The gene, first identified in 1992, has been shown to be a primary cause of aggressive, treatment-resistant acute myeloid leukemia. Approximately 40 percent of patients with acute myeloid leukemia have FLT3 mutations, and most of them will not be cured using current therapies, according to the research team.

Clinical trials to test the safety and effectiveness of the drug in adult patients who have relapsed or stopped responding to standard therapy and who have the mutations are now underway.

"Right now, acute myeloid leukemia patients with FLT3 mutations have a dismal diagnosis with little hope of cure. We hope to change that with this new drug," says Donald Small, M.D., Ph.D., study director. "Since it selectively targets the genetic error, CEP-701 turns it from a negative indicator to a positive one. This is what molecular medicine is all about, finding the cellular mistakes that work against us to cause cancer and turning them to our advantage to kill the cells."

The investigators tested CEP-701 in mouse cell lines and human leukemia cells with FLT3 mutations and found the drug interfered with the signal of the altered gene --- leading to death of the leukemic cells.
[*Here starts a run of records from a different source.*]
PR #1316, opened 2018-08-24
Win32 support for GLFW_KEY_KP_EQUAL fixes #1315

### LINKED ISSUE #1315: Numpad equals key is unknown
My numpad equals key reports "Unknown" when pressed (or released)
The scancode  89 (0x059) is not present in the windows init source code (according to dougbinks). 

Original issue post: [http://discourse.glfw.org/t/numpad-equals-not-working/1157/2](url)

dougbinks:
Added support for GLFW_KEY_KP_EQUAL according to information on the relevant scancode from @RobertK92. Note that I do not have this key so can't test.


elmindreda:
> Note that I do not have this key so can't test.

I don't either but I when translate it to a VK it ends up in a small OEM reserved range, so 🤷 `thisisfine.gif`

Thank you!

PR #1346, opened 2018-10-04
Fix for macOS mojave not rendering the OpenGL view on window start

### LINKED ISSUE #1334: [macOS]GLFW can't draw any content automatically from beginning on macOS 10.14
These codes are most from glfw guide "Getting started". It works fine in macOS 10.13, but it draw nothing from beginning on macOS 10.14. If you move / resize the window manually, your content will write to screen finally.
[main.txt](https://github.com/glfw/glfw/files/2422731/main.txt)

nullcatalyst:
Fixes #1334 

Note that this just a simplified version of the commit kovidgoyal/kitty@b82e74f as mentioned by @kovidgoyal in #1334.

I really wanted there to be a more elegant solution than this, but this seemed to be the simplest fix I could come up with that still seemed to work.

I don't mind if this isn't used at all. Just wanted to provide an option for a potential solution.

### DIFF
--- a/src/cocoa_window.m
+++ b/src/cocoa_window.m
@@ -343,6 +343,10 @@ static const NSRange kEmptyRange = { NSNotFound, 0 };
 
 - (void)windowDidBecomeKey:(NSNotification *)notification
 {
+    // Fix for macOS mojave not rendering the OpenGL view on window start
+    if (window->context.client != GLFW_NO_API)
+        [window->context.nsgl.object update];
+
     if (_glfw.ns.disabledCursorWindow == window)
         centerCursor(window);
 


kovidgoyal:
wouldn't this fail if the window is a background window?

yairchu:
I've tried this fix and on my machine (`MacBookPro13,2`) this had no effect - like before, the "Boing" example for example still wouldn't show anything until the window is moved.

nullcatalyst:
@yairchu I could reproduce what you were saying. Apparently I did all of my testing on naked executables (as in not .app files) where it was working fine.

I have now updated the proposed solution to work with all* of the examples.

I add an asterisk to all, because the _splitview_ example still does not render when the window is opened. But that is because it does not try to redraw the frame unless something has changed. And since the tiny snippet of code I added does not fix the fact that the view is not displayed until the third frame on my machine (`MacBookPro11,3`), it ends up not displaying anything.

yairchu:
Now it works 👍

nullcatalyst:
@kovidgoyal I didn't respond to your comment at first, because my original interpretation was that you were trying to render to a hidden window, to which my naive first thought was "does it matter if it doesn't render if it's not being displayed anywhere". Upon rereading it now, I think I now understand that you were talking about creating a window while the app is being run in the background. For which I suspect you are 100% right - the window wouldn't be made the "key" window and wouldn't get updated. My apologies for misunderstanding you.

That being said, I _believe_ the second commit I added _should_ also work in that scenario as well. But I have not tested that.

nullcatalyst:
What you're saying makes sense.

My personal assumption was that calling `update` needed to happen sometime after a specific event in the lifecycle of the window/view. I had assumed that that was why your original code needed to try it on a couple of frames, because the event in question hadn't happened yet. And that is why I was opting to find an event that happened as late as possible and just call update at that point. ie: call it when the window was made key, but since that didn't seem to work, just push a new event onto the dispatch queue, which should happen after all other prior events are dequeued.

nullcatalyst:
I currently think there might be another bug in play though, as Apple's [GLEssentials](https://developer.apple.com/library/archive/samplecode/GLEssentials/Introduction/Intro.html) example doesn't seem to have the 2-3 frame delay.

kovidgoyal:
yeah I doubt that calling update is the correct fix, just one that works, with relatively low overhead. The correct fix is going to need someone with more knowledge of cocoa internals.

nullcatalyst:
Lol, yeah, I'm not the guy for that either

elmindreda:
Please see if the `mojave-fixes` branch resolves this for you.

PR #1352, opened 2018-10-10
wayland: add support for XCURSOR_THEME and XCURSOR_SIZE

emersion:
These can be set by the compositor or the user to configure the
xcursor theme and size.

### DIFF
--- a/src/wl_init.c
+++ b/src/wl_init.c
@@ -27,6 +27,8 @@
 #include "internal.h"
 
 #include <assert.h>
+#include <errno.h>
+#include <limits.h>
 #include <linux/input.h>
 #include <stdio.h>
 #include <stdlib.h>
@@ -958,6 +960,12 @@ static void createKeyTables(void)
 
 int _glfwPlatformInit(void)
 {
+    const char *cursorTheme;
+    const char *cursorSizeStr;
+    char *cursorSizeEnd;
+    long cursorSizeLong;
+    int cursorSize;
+
     _glfw.wl.cursor.handle = _glfw_dlopen("libwayland-cursor.so.0");
     if (!_glfw.wl.cursor.handle)
     {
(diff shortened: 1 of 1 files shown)


src/wl_init.c
```diff
@@ -1078,7 +1081,10 @@ int _glfwPlatformInit(void)
 
     if (_glfw.wl.pointer && _glfw.wl.shm)
     {
-        _glfw.wl.cursorTheme = wl_cursor_theme_load(NULL, 32, _glfw.wl.shm);
+        cursorTheme = getenv("XCURSOR_THEME");
+        cursorSize = getenv("XCURSOR_SIZE") ? atoi(getenv("XCURSOR_SIZE")) : 32;
```
linkmauve: There is a race condition here, please load the env var in a variable, and only then do the check for `NULL` and the conversion.

Also, please use `strtol()` instead of `atoi()` in order to check for errors.

src/wl_init.c
```diff
@@ -1078,7 +1081,10 @@ int _glfwPlatformInit(void)
...
+        _glfw.wl.cursorTheme =
+            wl_cursor_theme_load(cursorTheme, cursorSize, _glfw.wl.shm);
```
linkmauve: There is another `wl_cursor_theme_load()` a few lines below, you can use `cursorSize * 2` there for the size, as we only support outputs with `scale=1` and `scale=2`.

emersion:
Thanks for your review. Pushed a new version addressing your comments.

>Otherwise, are you sure it’s a good idea to start with this hacky way, while we could design a proper protocol and implement it in a few days?

I'm sure standardizing a new protocol will take at least months. I'm also not yet sure creating a whole new protocol is worth it. Last, I want to hear from GNOME and KDE to know if they're interested in such a protocol.

This solution has the upside of being very simple and it always works, regardless of compositor support. IMHO it's a good short-term solution, it's better than hardcoding these values.

linkmauve:
I agree.

PR #358, opened 2014-09-28
Clipboard

ricardomv:
Hi, i have the clipboard working but i have some issues i would like to understand better. First question is @jadahl do i really need to get the serial from all input to use it to set a selection?
And_glfwPlatformGetClipboardString _glfwPlatformSetClipboardString are not thread safe and i can't find anywhere in the documentation if they should be or not.
BTW @jadahl can you review the patch?

PR #1353, opened 2018-10-10
Implement clipboard support

linkmauve:
Clipboard support was one of the last missing features in the Wayland backend.

The current API is not adapted to a highly asynchronous protocol such as Wayland, but fixing that will have to wait 4.0 so I did what I could. The main issue is in `glfwGetClipboardString()`, which has to dispatch the request and block until the client sending the clipboard data is done, which could potentially take a very long time. A good way to reach this state is to copy from another Wayland client, `kill -STOP` it, and paste in the GLFW program, it will then block until we `kill -CONT` the other one. A possible solution against this issue would be to set a timer and place a handler for SIGALRM, but in the general case we can expect other clients to be well-behaved.

Supersedes #358, from which one commit has been extracted but the rest has been written from scratch.

### DIFF
--- a/src/wl_window.c
+++ b/src/wl_window.c
@@ -1569,11 +1569,126 @@ void _glfwPlatformSetCursor(_GLFWwindow* window, _GLFWcursor* cursor)
     }
 }
 
+static void dataSourceHandleTarget(void* data,
+                                   struct wl_data_source* dataSource,
+                                   const char* mimeType)
+{
+    if (_glfw.wl.dataSource != dataSource)
+    {
+        _glfwInputError(GLFW_PLATFORM_ERROR,
+                        "Wayland: Unknown clipboard data source");
+        return;
+    }
+}
+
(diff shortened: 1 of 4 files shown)


src/wl_window.c
```diff
@@ -1565,24 +1565,195 @@ void _glfwPlatformSetCursor(_GLFWwindow* window, _GLFWcursor* cursor)
...
+        {
+            if (!growClipboardString())
+            {
+                close(fds[0]);
+                return NULL;
+            }
+        }
+
+        // Then read from the fd to the clipboard, handling all known errors.
+        ret = read(fds[0], _glfw.wl.clipboardString, 4096);
```
emersion: Shouldn't this be `_glfw.wl.clipboardString + len`?

linkmauve: Good catch!

linkmauve:
I’ll merge as is in order to get more testing done, please report if anything is going wrong.

PR #1356, opened 2018-10-13
Fix missing check for _NET_WM_STATE

cyclopsian:
I am using a tiling WM (XMonad) which doesn't support the NET_WM_STATE atom out-of-the-box, and whenver I call glfwGetWindowAttrib(window, GLFW_MAXIMIZED), I get a crash:

```                                                
X Error of failed request:  BadAtom (invalid Atom parameter)                                                                                                                                                                      
  Major opcode of failed request:  20 (X_GetProperty)                                                                                                                                                                               
  Atom id in failed request:  0x0                                                                                                                                                                                                 
  Serial number of failed request:  168                                                                                                                                                                                             
  Current serial number in output stream:  168
```

Other functions that get or set NET_WM_STATE check for the atom being null. The fix is to add a simple check to _glfwPlatformWindowMaximized.

### DIFF
--- a/src/x11_window.c
+++ b/src/x11_window.c
@@ -2450,6 +2450,14 @@ int _glfwPlatformWindowMaximized(_GLFWwindow* window)
     Atom* states;
     unsigned long i;
     GLFWbool maximized = GLFW_FALSE;
+
+    if (!_glfw.x11.NET_WM_STATE ||
+        !_glfw.x11.NET_WM_STATE_MAXIMIZED_VERT ||
+        !_glfw.x11.NET_WM_STATE_MAXIMIZED_HORZ)
+    {
+        return maximized;
+    }
+
     const unsigned long count =
         _glfwGetWindowPropertyX11(window->x11.handle,
                                   _glfw.x11.NET_WM_STATE,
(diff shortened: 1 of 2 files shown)


src/x11_window.c
```diff
@@ -2450,6 +2450,10 @@ int _glfwPlatformWindowMaximized(_GLFWwindow* window)
     Atom* states;
     unsigned long i;
     GLFWbool maximized = GLFW_FALSE;
+
+    if (!_glfw.x11.NET_WM_STATE)
+      return maximized;
```
linkmauve: You need to use four spaces for indentation here.

```suggestion
        return maximized;
```

src/x11_window.c
```diff
@@ -2450,6 +2450,10 @@ int _glfwPlatformWindowMaximized(_GLFWwindow* window)
     Atom* states;
     unsigned long i;
     GLFWbool maximized = GLFW_FALSE;
+
+    if (!_glfw.x11.NET_WM_STATE)
```
elmindreda: This should also check for `_NET_WM_STATE_MAXIMIZED_VERT` and `_NET_WM_STATE_MAXIMIZED_HORZ`.

```suggestion
    if (!_glfw.x11.NET_WM_STATE ||
        !_glfw.x11.NET_WM_STATE_MAXIMIZED_VERT ||
        !_glfw.x11.NET_WM_STATE_MAXIMIZED_HORZ)
```

src/x11_window.c
cyclopsian: Good catch, I've just fixed this.

src/x11_window.c
cyclopsian: This has been corrected.

elmindreda:
Thank you!

PR #1362, opened 2018-10-19
Manage correctly the key combination Ctrl + Tab under macOS

Alzathar:
From qutebrowser/qutebrowser#2142 and specifically this [comment](https://github.com/qutebrowser/qutebrowser/issues/2142#issuecomment-263254133):
> The combination CTRL + Tab is specially handled by OSX/Cocoa text input method.

At least two solutions exists ([here](https://bugreports.qt.io/browse/QTBUG-8596?focusedCommentId=321526&page=com.atlassian.jira.plugin.system.issuetabpanels%3Acomment-tabpanel#comment-321526) and [there](https://codereview.qt-project.org/#/c/161214/1/src/plugins/platforms/cocoa/qnsview.mm)) to fix the problem. However, the first one use a private/undocumented API. The second is used by this PR.

**NOTE**: I am not the author of the proposed code.

### DIFF
--- a/src/cocoa_window.m
+++ b/src/cocoa_window.m
@@ -643,6 +643,36 @@ static const NSRange kEmptyRange = { NSNotFound, 0 };
     [super updateTrackingAreas];
 }
 
+- (BOOL)performKeyEquivalent:(NSEvent *)nsevent
+{
+    // At the moment the only reason we define this method
+    // is Ctrl-tab key event never reaching any view at all.
+    // After -performKeyEquivalent: returns NO on all responders,
+    // we receve Ctrl-tab in our QNSWindow's -sendEvent:,
+    // but somehow it never reaches QNSView's -keyDown:.
+    // Apparently, it's treated in a special (and undocumented)
+    // way by Cocoa. 'Illegal' but really nice, clear and safe solution
+    // would be to define _wantsKeyDownForEvent, but it's a
+    // private/undocumented API.
+    if ([[self window] firstResponder] == self)
+    {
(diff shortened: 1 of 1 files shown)


intrigus:
Do you have permission to use the code if you are not the author? 
And is it compatible with glfw's license?

Alzathar:
@intrigus I've sent an email to the original author to answer to your questions.

tombsar:
It looks as though the code in this PR comes from QT, and is protected by a LGPL license. We can not simply copy the code without at minimum keeping the origin, authorship, and license intact. In my opinion (not a lawyer) we cannot include this code at all without explicit written permission from QT (and/or the original author) granting us an unrestricted license that does not carry with it the same responsibilities of the LGPL.

Are the comments included in the patch relevant to GLFW? I notice terms like `performKeyEquivalent` and `QNSView` that are unfamiliar, and I suspect may be referring to QT-specific code.

Alzathar:
@tombsar `performKeyEquivalent:` is proposed by Apple in its [AppKit API](https://developer.apple.com/documentation/appkit/nsresponder/1524690-performkeyequivalent?language=objc). This is a way to [handle keyboard shortcut](https://developer.apple.com/documentation/appkit/nsview/1483664-performkeyequivalent?language=objc). You can replace `QNSView` by `NSView` (available in [AppKit API](https://developer.apple.com/documentation/appkit/nsview?language=objc)) as the former inherits from the latter. I will modify the comment if the original author gives the permission to use its code.

PR #1364, opened 2018-10-22
The cursor position callback is named differently example usage and example declaration

tnixeu:
In the documentation the example for `glfwSetCursorPosCallback` uses a different name for the callback function than the example function blow. In all other examples the same name is used.


elmindreda:
Cleared the CI error. It was some miscommunication between GitHub and AppVeyor and nothing wrong with your patch.

PR #1369, opened 2018-11-01
add text input test/example

yairchu:
This is a simple test for text input, which can be useful when developing or trouble-shooting it.


elmindreda:
Thank you. Did you have a look at the existing `events` test program?

yairchu:
> Thank you. Did you have a look at the existing `events` test program?

Oh I didn't notice that my example is redundant by that one, will close this PR and use that program, thanks!

PR #1371, opened 2018-11-02
Use HTTPS when possible

MrVallentin:


docs/context.dox
```diff
@@ -255,7 +255,7 @@ of OpenGL ES extensions is identical except for the name of the extension header
 
 The `glext.h` extension header is a continually updated file that defines the
 interfaces for all OpenGL extensions.  The latest version of this can always be
-found at the [OpenGL Registry](http://www.opengl.org/registry/).  There are also
+found at the [OpenGL Registry](https://www.opengl.org/registry/).  There are also
```
linkmauve: This page redirects to https://www.khronos.org/registry/OpenGL/index_gl.php but it still may be the correct one, it’s probably better to keep your version.

docs/compile.dox
```diff
@@ -71,7 +71,7 @@ cmake -DCMAKE_TOOLCHAIN_FILE=CMake/x86_64-w64-mingw32.cmake .
 @endcode
 
 For more details see the article
-[CMake Cross Compiling](http://www.paraview.org/Wiki/CMake_Cross_Compiling) on
+[CMake Cross Compiling](https://www.paraview.org/Wiki/CMake_Cross_Compiling) on
```
linkmauve: This page says it has moved to https://gitlab.kitware.com/cmake/community/wikis/doc/cmake/CrossCompiling so you should replace it.

docs/compile.dox
```diff
@@ -10,12 +10,12 @@ build applications that use GLFW, see @ref build_guide.
...
 @section compile_cmake Using CMake
 
-GLFW uses [CMake](http://www.cmake.org/) to generate project files or makefiles
+GLFW uses [CMake](https://www.cmake.org/) to generate project files or makefiles
 for a particular development environment.  If you are on a Unix-like system such
 as Linux or FreeBSD or have a package system like Fink, MacPorts, Cygwin or
 Homebrew, you can install its CMake package.  If not, you can download
 installers for Windows and macOS from the
-[CMake website](http://www.cmake.org/).
+[CMake website](https://www.cmake.org/).
```
linkmauve: Please remove the www. part here and above, to avoid one redirection too many.

linkmauve:
That’s my impression too. :)

Issue #1368, opened 2018-10-31
Caps lock on Mac has no key callback


AdamXA:
OS and version: macOS Mojave 10.14 (and happened on another Mac not on Mojave)
Release or commit: 3.2.1 stable
Error messages: None
Events output: None

I can detect every key on my keyboard apart from the caps lock with:
```void key_callback(GLFWwindow* win, int key, int scancode, int action, int mods) {```

This is set from:
```glfwSetKeyCallback(win, key_callback);```

The key_callback function isn't even called when the caps lock key is pressed on the keyboard.
Any ideas?

GreenLightning:
It is possible to detect when caps lock is turned on/off, so you would get a GLFW_PRESS event when the user presses the caps lock key and turns caps lock on and you would get a GLFW_RELEASE event when the user presses the caps lock key and turns caps lock off. See this [Technical Q&A from Apple](https://developer.apple.com/library/archive/qa/qa1519/_index.html) for reference.

However, treating the caps lock key as a regular key and getting events when the physical key is released seems to be more difficult. Apparently it is not possible to get this information from Cocoa events ([Stack Overflow 1](https://stackoverflow.com/questions/12536356/how-to-detect-key-up-or-key-release-for-the-capslock-key-in-os-x?rq=1)) and one would have to fall back to IOHIDManager or similar (if you want to go this route there is more information here: [Stack Overflow 2](https://stackoverflow.com/questions/7190852/using-iohidmanager-to-get-modifier-key-events)).

AdamXA:
Can confirm fixed in 3.3, thanks 👍

PR #1373, opened 2018-11-04
Send key events for caps lock on macOS

OneSadCookie:


elmindreda:
This is related to #1368.

PR #1374, opened 2018-11-05
Adds a `glfwInitVulkan` function to provide a vkGetInstanceProcAddr.

pmuetschard:
This allows an application to handle locating and loading a vulkan loader, but still use GLFW to handle the native window support.


Dominaezzz:
`glfwInitHint` instead?

pmuetschard:
I would like to close this out... after so much time :)

The `glfwInitHint` function takes in an `int` value, however, we'd need it to pass in a function pointer, which won't fit into an `int`. Should I 1) expand the value type of that function to also fit a function pointer, 2) add a `glfwInitHintFp` function ala `glfwWindowHintString`, 3) keep the `glfwInitVulkan` function?

PR #146, opened 2012-07-07
Upgrader revisited

protich:
- Upgrader is now part of admin panel.
- Support upgrade from v1.6 RC1-5 to v1.7 X


greezybacon:
I made a couple last-minute commits to my branch. Please consider adding in those to the list.

protich:
Your commits merged to the PR.

include/class.pdf.php
```diff
@@ -17,7 +17,7 @@ class.pdf.php
 define('THIS_DIR', str_replace('\\\\', '/', realpath(dirname(__FILE__))) . '/'); //Include path..
 define('FPDF_DIR', THIS_DIR . 'fpdf/');
 define('FPDF_FONTPATH', FPDF_DIR . 'font/'); //fonts directory.
-session_cache_limiter('private');
+//session_cache_limiter('private');
```
greezybacon: I would prefer to see this line simply removed. Since we use Git, we have a record of it and could get it back. No need tempting ourselves to uncomment this line accidentally in the future

greezybacon:
This looks good. No lint errors, and an upgrade from this branch still goes without a hitch. Please pull the commit I added for the files-to-be-removed list.

include/staff/header.inc.php
```diff
@@ -2,6 +2,8 @@
 <html>
 <head>
     <meta http-equiv="content-type" content="text/html; charset=UTF-8">
+    <meta http-equiv="cache-control" content="no-cache" />
+    <meta http-equiv="pragma" content="no-cache" />
```
greezybacon, line 6: These lines look like guesses toward the cache issue, which was really something else. However, they seem correct, permit-able and possibly useful. So it's fine with me to leave them in

protich, line 6: It **wasn't** guess work. It's a **fallback** for when caching is enabled AND _safe_mode_ is turned on  (which renders init_set calls useless). It doesn't work in all browsers  e.g safari as long as http headers sent back enable caching.

PR #148, opened 2012-07-09
Ticket Print Options

protich:
Staff can now print a ticket thread with or without internal notes + select paper size on the fly


greezybacon:
Looks like there's a UTF-8 issue with the PDF printing -- such as international names. It's not related to these commits. If I can't find it in a few minutes, I'll post a separate issue

protich:
Good point - I'll vote on a separate issue.

greezybacon:
Note to self | selves, the print form will need CSRF protection

greezybacon:
I made a couple of style tweaks. Mainly to separate the [Print] and [Cancel] buttons, and to make the dialog feel more like a common software dialog. Lemme know what you think. Otherwise, it looks ready to pull.

protich:
Changes merged.

PR #153, opened 2012-07-10
bug with no-break space

Bastian-Kuhn:
In some cases the no-break space crashes the mysql insert when creating a ticket

### DIFF
--- a/include/class.format.php
+++ b/include/class.format.php
@@ -114,6 +114,8 @@ class Format {
     }
 
     function striptags($var) {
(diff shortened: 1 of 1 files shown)


protich:
While the idea is sound - you implemented it in the wrong spot!

Format::striptags should remain generic as it is. The fix should go to class.mailfetch.php => getBody function.

Thanks,

Bastian-Kuhn:
Ok, you are right

PR #157, opened 2012-07-12
Fix eMail attachments

Bastian-Kuhn:
Fixed the saving of Attachments from eMails.


greezybacon:
Thanks for catching this

PR #158, opened 2012-07-12
Fix removed no-break spaces from emails

Bastian-Kuhn:
In a few cases the html nbsp sign crashes the inserting of mail body into the database.


Bastian-Kuhn:
That seems to work. Thank you!

PR #159, opened 2012-07-13
Automaticly showing inline Images in Post Body

Bastian-Kuhn:
Showing of inline images in body text from ticket posts.

For us a very useful future, cause many customers send us inline attachments with screenshots from the problems they have.


scp/css/scp.css
```diff
@@ -1318,6 +1318,10 @@ time {
     border:1px solid #a00;
 }
 
+.ineline_image {
```
greezybacon: Did you misspell this no purpose?

greezybacon:
I really like this idea. I would prefer to see
- attachments inlined by the MIME content-type instead of the extension
- the list of inlined attachment types configurable (in `ost-config.php` or via the web interface)
- the `Ticket::getAttachmentUrls()` method merged with `Ticket::getAttachmentsLinks()` so we don't have yet another place where attachment URL hashes are generated

Bastian-Kuhn:
Hello,

i'm currently for a consulting in malysia,
i will fix all at the latest,  when i'm back in germany.

Bastian-Kuhn:
Hello, 

i just fixed the typos and merged the getAttachmentUrls wird the getAttachmentsLinks function.

For attachments inlined by the MIME content-type instead of the extension: I think that the effort here is to high in relation to the advantage, because we only deal with images an no other filetypes. (If you really want it this way, i change it of course)

the list of inlined attachment types configurable (in ost-config.php or via the web interface:
Yes, but i think an simple on or off are enough. We currently only have images here.
For a config option via web interface, it needs an update in the database scheme. How can i apply such an update?

n0rb:
why has this never been merged?

greezybacon:
This is a major feature of osTicket/osTicket-1.8. It creates several cascading issues, so we decided to leave it out of 1.7. Users who wish not to use the HTML feature can remain on osTicket 1.7

PR #150, opened 2012-07-13
Canned Autoresponse

greezybacon:
I merged the previous PR by mistake - I meant to add the following comments;
1. (Automatically respond with this canned attachment) - > attachment => response?
2. Make sure we restrict deletion of in-use canned response in knowledge base (check filters)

CEP-701 is one of a new class of drugs called tyrosine kinase inhibitors, named because of their ability to block specific cell signaling proteins. "Mutant FLT3 uses its tyrosine kinase portion to signal leukemia cells to grow and also to prevent them from dying," explains Mark Levis, M.D., Ph.D., lead author. "By inhibiting the gene's ability to communicate with cells, we can slow the growth and promote the death of [acute myeloid leukemia] cells. In essence, we render the gene powerless. It's as if it never existed," he says.

Acute myeloid leukemia is diagnosed in more than 10,000 adults and children each year in the U.S. It is the most common form of adult leukemia and the second most common type of childhood leukemia.